= Domingo Quiñones =

Puerto Rican singer

Domingo Quiñones is a singer of salsa music. He is also a composer, producer and actor.

Domingo Quinones was born on August 9, 1963, in Perth Amboy, New Jersey. When he was four years old he moved to Puerto Rico with his parents and lived in Ceiba, Puerto Rico. He returned to New York City in 1977. He began his career there six years later with the Conjunto Nativo. He also performed with other groups, including the orchestra of Rafael de Jesús, with José Alberto "El Canario", with Johnny Rodriguez and the Conjunto Clásico.

In 1985 he replaced Roberto Lugo in the orchestra of Luis "Perico" Ortiz with whom he recorded four albums, including La vida en broma (1985), In Tradition (1986) and Perico (1987). He then sang for a time with Louie Ramirez and Roberto Roena.

In 1990, he signed as a solo artist with RMM and released his first solo album: Domingo es mi nombre. After joining Tito Puente on his 100th record, Quiñones released his second solo album Pintando Lunas. That album included a duet entitled "Dos Amigos" with Tony Vega and a salsa version of the song "Crazy for You" which proved his great versatility.

This was followed by six additional recordings with RMM. His 1996 album, "Mi Meta", included the single "Tu Como Estas" ("How are you"), his first #1 single on the Latin Tropical Airplay chart. The follow-up album, "Se necesita un milagro", selected as one of the most influential albums by the National Foundation for Popular Culture of Puerto Rico. Among his many popular songs was "Mi Negrita Me Espera". The lead single, "No Voy a Dejarte Ir" ("I'm not letting you go") became a hit on the Latin Tropical Airplay chart peaking at #2.

In 1998, he demonstrated his acting abilities in the rock opera Jesus Christ Superstar, together with Olga Tañón, Michael Stuart and Tito Auger of the music group Fiel à la Vega. This was followed by playing the role of the legendary singer Héctor Lavoe in the New York play, Quien Mato a Héctor Lavoe? with songs like "La Voz de Siempre". The play and his performance won kudos from the critics including The New York Times, proclaiming that Quiñones captured the very essence of Lavoe's life and music.

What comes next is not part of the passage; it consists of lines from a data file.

PR #1160, opened 2026-07-27
feat: add client-side authentication via configurable server headers

### LINKED ISSUE #1153: feat: client-side authentication for server access via generic header injection
## Problem

Access to the capsula server (`capsula push`, `capsula vaults`) has no authentication support. A common way to protect a self-hosted capsula-server is to put it behind an authenticating reverse proxy (Cloudflare Access, oauth2-proxy, Tailscale, etc.) — that works for browsers, but the CLI has no way to attach credentials to its requests, so the API becomes unreachable through such a proxy.

This issue proposes a generic header-injection mechanism: the CLI attaches configured HTTP headers to every request it sends to the server. Vendor integrations become documented configuration examples, with no vendor-specific code in capsula.

### Config schema

Extend the `server` field in `capsula.toml` to accept a table (the existing `server = "URL"` string form remains valid via an untagged enum):

```toml
[server]
url = "https://capsula.example.com"

[server.headers]
Authorization = { env = "CAPSULA_TOKEN", prefix = "Bearer " }
```

Each entry becomes one HTTP header line on every request the CLI sends. With `CAPSULA_TOKEN=abc123` in the environment, the example above results in:

```http
POST /api/v1/upload HTTP/1.1
Host: capsula.example.com
Authorization: Bearer abc123
```

Each header value is one of three sources:

| Form | Meaning |
|---|---|
| `"literal string"` | Used as-is |
| `{ env = "VAR", prefix = "Bearer " }` | Read from environment variable; optional `prefix` prepended |
| `{ command = "..." }` | Run the command, use trimmed stdout as the value |

This single mechanism covers common setups:

```toml
# Plain bearer token against any authenticating reverse proxy
Authorization = { env = "CAPSULA_TOKEN", prefix = "Bearer " }

# Cloudflare Access, interactive user (JWT from cloudflared login session)
cf-access-token = { command = "cloudflared access token --app=https://capsula.example.com" }

# Cloudflare Access service token (CI)
CF-Access-Client-Id = { env = "CF_ACCESS_CLIENT_ID" }
CF-Access-Client-Secret = { env = "CF_ACCESS_CLIENT_SECRET" }
```

### Decisions

- **Location**: project `capsula.toml` only — no user-level config file. `command`-based entries contain no secrets (credentials live with the external tool, e.g. `~/.cloudflared/`), so they are safe and useful to commit and share with the team. Static secrets are referenced via `env`, never written in config (consistent with the existing `dotenv` support). A `gh`-style per-host user config can be added later if a real need appears.
- **Trust model**: `command` executes arbitrary shell commands from `capsula.toml`. This follows the project's existing trust model — `capsula run` already executes arbitrary commands via the `capture-command` hook — but it newly extends that to `push`/`vaults`. Document: *config `command` entries execute arbitrary commands; only use with a trusted `capsula.toml`.*
- **Expiry UX**: no automatic re-login. If a `command` fails (e.g. expired login session of the external tool), surface the command's stderr verbatim; on HTTP 401/403, hint that credentials may be missing or expired.
- **Resolution order**: unchanged for the URL (`--server` flag > `CAPSULA_SERVER_URL` > config). Headers come from config only in this iteration.

### Implementation sketch

- `capsula-config`: `server: Option<String>` → untagged enum `Option<ServerConfig>` (string | table with `url` + `headers`)
- `capsula-client`: `CapsulaClient::new` gains resolved headers; values resolved once per client construction (command/env evaluated at that point) and attached to every request
- `capsula-cli` / `capsula-orchestration`: thread the header config through `resolve_server_url` call sites
- Docs: server access page with the configuration examples above + trust-model note

shunsuke-shimomura:
## Summary

Closes #1153

Adds client-side authentication for server access (`capsula push`, `capsula vaults`): the CLI attaches configured HTTP headers to every request it sends to the server, making the API reachable through authenticating reverse proxies (Cloudflare Access, oauth2-proxy, etc.) with no vendor-specific code in capsula.

```toml
[server]
url = "https://capsula.example.com"

[server.headers]
Authorization = { env = "CAPSULA_TOKEN", prefix = "Bearer " }
cf-access-token = { command = "cloudflared access token --app=https://capsula.example.com" }
```

- **capsula-config**: `server` accepts either the existing plain URL string (backward compatible) or a table with `url` and `headers`. Header values come from a literal string, `{ env = "VAR", prefix = "..." }`, or `{ command = "..." }`; sources mixing `env` and `command` are rejected at parse time.
- **capsula-orchestration**: new `resolve_server_headers` resolves sources at call time. Commands are split with shell-like word splitting and executed directly (no shell); failures surface the command's stderr, missing env vars name the variable.
- **capsula-client**: new `CapsulaClient::with_headers` constructor (header values marked sensitive to keep them out of debug logs); 401/403 responses get a hint that credentials may be missing or expired.
- **capsula-cli**: shared `build_server_client` helper replaces the duplicated URL-resolution/client-construction in `push` and `vaults list`. URL resolution priority is unchanged (`--server` > `CAPSULA_SERVER_URL` > config).
- **docs**: `server` / `server.headers` reference in `configuration.md` with common setups and a trust-model note (`command` entries execute arbitrary commands — same caution as the existing `capture-command` hook).

Verified with `cargo test --workspace` (159 passed, 0 failed; 15 new tests), the individual lint steps from `just lint` (clippy all-features / no-default-features, fmt, doc, check — 0 warnings), and an end-to-end smoke test against a local HTTP server confirming `Authorization: Bearer ...` (env source) and a command-sourced header arrive on the wire.

## AI assistance

- AI used: yes — implemented by Claude Code based on the design settled in #1153; a human directed the design discussion and reviewed each decision
- Human review of AI-assisted code: complete

## Breaking changes

- [x] No breaking changes
- [ ] Breaking changes; the `breaking change` label is applied

Note: the `capsula.toml` format and CLI behavior are fully backward compatible. The Rust API of `capsula-config` changes shape (`CapsulaConfig.server` is now `Option<ServerConfig>` instead of `Option<String>`) for library consumers.

### DIFF
--- a/Cargo.lock
+++ b/Cargo.lock
@@ -542,6 +542,7 @@ dependencies = [
  "anyhow",
  "assert_cmd",
  "capsula-client",
+ "capsula-config",
  "capsula-core",
  "capsula-orchestration",
  "capsula-registry",
@@ -692,6 +693,7 @@ dependencies = [
  "serde",
  "serde_json",
  "thiserror 2.0.19",
+ "tokio",
  "wiremock",
 ]
 
@@ -753,6 +755,7 @@ dependencies = [
  "reqwest",
  "serde",
  "serde_json",
+ "shlex",
  "tracing",
  "ulid",
  "walkdir",
--- a/Cargo.lock
+++ b/Cargo.lock
@@ -756,9 +756,12 @@ dependencies = [
  "serde",
  "serde_json",
  "shlex",
+ "tempfile",
+ "tokio",
  "tracing",
  "ulid",
  "walkdir",
+ "wiremock",
 ]
 
 [[package]]
--- a/crates/capsula-cli/Cargo.toml
+++ b/crates/capsula-cli/Cargo.toml
@@ -17,6 +17,7 @@ path = "src/main.rs"
 [dependencies]
 anyhow = { workspace = true }
 capsula-client = { workspace = true }
+capsula-config = { workspace = true }
 capsula-tui = { workspace = true }
 capsula-core = { workspace = true }
 capsula-orchestration = { workspace = true }
--- a/crates/capsula-cli/src/main.rs
+++ b/crates/capsula-cli/src/main.rs
@@ -8,7 +8,7 @@ use anyhow::{Context, Result};
 use capsula_core::hook::{PostRun, PreRun};
 use capsula_core::run::PreparedRun;
 use capsula_orchestration::push::push_single_run;
-use capsula_orchestration::resolve::resolve_server_url;
+use capsula_orchestration::resolve::{resolve_server_headers, resolve_server_url};
 use capsula_orchestration::run::{create_and_setup_run, run_post_hooks, run_pre_hooks};
 use capsula_orchestration::setup::LoadedConfig;
 use capsula_orchestration::vault::{find_run_dir, find_run_dir_by_name, list_runs};
@@ -394,14 +394,7 @@ path = \".\"
             all,
             server,
         } => {
-            let server_url =
-                resolve_server_url(server, config.server.as_deref()).ok_or_else(|| {
-                    anyhow::anyhow!(
-                        "Server URL not specified. Use --server <URL>, set CAPSULA_SERVER_URL environment variable, or add 'server = \"URL\"' to capsula.toml"
-                    )
-                })?;
-
-            let client = capsula_client::CapsulaClient::new(&server_url);
+            let (server_url, client) = build_server_client(server, config.server.as_ref())?;
             let vault_name = &config.vault.name;
 
             match client.vault_exists(vault_name) {
@@ -488,16 +481,10 @@ path = \".\"
         Commands::Tui => unreachable!("Handled above"),
         Commands::Vaults { command } => match command {
             VaultsCommands::List { server } => {
-                let server_url =
-                    resolve_server_url(server, config.server.as_deref()).ok_or_else(|| {
-                        anyhow::anyhow!(
-                            "Server URL not specified. Use --server <URL>, set CAPSULA_SERVER_URL environment variable, or add 'server = \"URL\"' to capsula.toml"
-                        )
-                    })?;
+                let (server_url, client) = build_server_client(server, config.server.as_ref())?;
 
                 info!("Fetching vaults from server {}", server_url);
 
-                let client = capsula_client::CapsulaClient::new(&server_url);
                 let vaults = client.list_vaults().context("Failed to list vaults")?;
 
                 if vaults.is_empty() {
@@ -516,6 +503,30 @@ path = \".\"
         },
     }
     Ok(())
+}
+
+/// Resolve the server URL and configured headers, and build an HTTP client.
+fn build_server_client(
+    server_override: Option<String>,
+    config_server: Option<&capsula_config::ServerConfig>,
+) -> Result<(String, capsula_client::CapsulaClient)> {
+    let server_url = resolve_server_url(server_override, config_server.map(|s| s.url.as_str()))
+        .ok_or_else(|| {
+            anyhow::anyhow!(
+                "Server URL not specified. Use --server <URL>, set CAPSULA_SERVER_URL environment variable, or add 'server = \"URL\"' to capsula.toml"
+            )
+        })?;
+
+    let headers = config_server
+        .map(|s| resolve_server_headers(&s.headers))
+        .transpose()
+        .context("Failed to resolve server headers")?
+        .unwrap_or_default();
+
+    let client = capsula_client::CapsulaClient::with_headers(&server_url, &headers)
+        .context("Failed to build server client")?;
+
+    Ok((server_url, client))
 }
 
 fn read_json_if_exists(path: &std::path::Path) -> Result<Option<serde_json::Value>> {
--- a/crates/capsula-cli/src/main.rs
+++ b/crates/capsula-cli/src/main.rs
@@ -8,7 +8,7 @@ use anyhow::{Context, Result};
 use capsula_core::hook::{PostRun, PreRun};
 use capsula_core::run::PreparedRun;
 use capsula_orchestration::push::push_single_run;
-use capsula_orchestration::resolve::{resolve_server_headers, resolve_server_url};
+use capsula_orchestration::resolve::{is_same_origin, resolve_server_headers, resolve_server_url};
 use capsula_orchestration::run::{create_and_setup_run, run_post_hooks, run_pre_hooks};
 use capsula_orchestration::setup::LoadedConfig;
 use capsula_orchestration::vault::{find_run_dir, find_run_dir_by_name, list_runs};
@@ -83,6 +83,11 @@ enum Commands {
         #[arg(long)]
         json: bool,
     },
+    #[command(group(
+        clap::ArgGroup::new("push_target")
+            .required(true)
+            .args(["run_id", "all"])
+    ))]
     Push {
         /// Run ID or name to push (e.g., 01HQXYZ... or chubby-back)
         run_id: Option<String>,
@@ -394,7 +399,8 @@ path = \".\"
             all,
             server,
         } => {
-            let (server_url, client) = build_server_client(server, config.server.as_ref())?;
+            let (server_url, client) =
+                build_server_client(server, config.server.as_ref(), &project_root)?;
             let vault_name = &config.vault.name;
 
             match client.vault_exists(vault_name) {
@@ -445,7 +451,7 @@ path = \".\"
                             continue;
                         }
 
-                        match push_single_run(run_dir, vault_name, &server_url, &client) {
+                        match push_single_run(run_dir, vault_name, &client) {
                             Ok(()) => success_count += 1,
                             Err(e) => {
                                 if e.to_string().contains("already exists") {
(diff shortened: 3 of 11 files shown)


shunichironomura:
Thank you for the quick PR.

Below is the review from GPT-5.6 Sol (thinking: max). In general I think all findings are valid and worth addressing.

---

> [!WARNING]
> This review is generated by AI and needs human review.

He returned to producing music recordings with the release of Poeta y guerrero which included his own compositions. But his acting days were not over yet as he won the role of Sgt. Miller in the movie Héroes de Otra Patria, about Puerto Rican soldiers in the Vietnam War. The film won Honorable Mention in the Festival de Cine de Viña del Mar (Chile) and was the official entry from Puerto Rico in the foreign film category of the 1999 Oscar competition. His more recent film roles included that of a San Juan music promoter in the Jennifer Lopez and Marc Anthony film El Cantante (2007).

On March 9, 2011, after feeling off in the afternoon, the singer was taken to UPR Hospital where he was later referred to the Rio Piedras Medical center. It was discovered that Domingo had suffered a mild stroke. He remained alert and retained use of his hands.

On August 14, 2020, Domingo Quiñones was the featured singer on Norberto Vélez's YouTube channel titled "Sesiones Desde La Loma Ep. 11".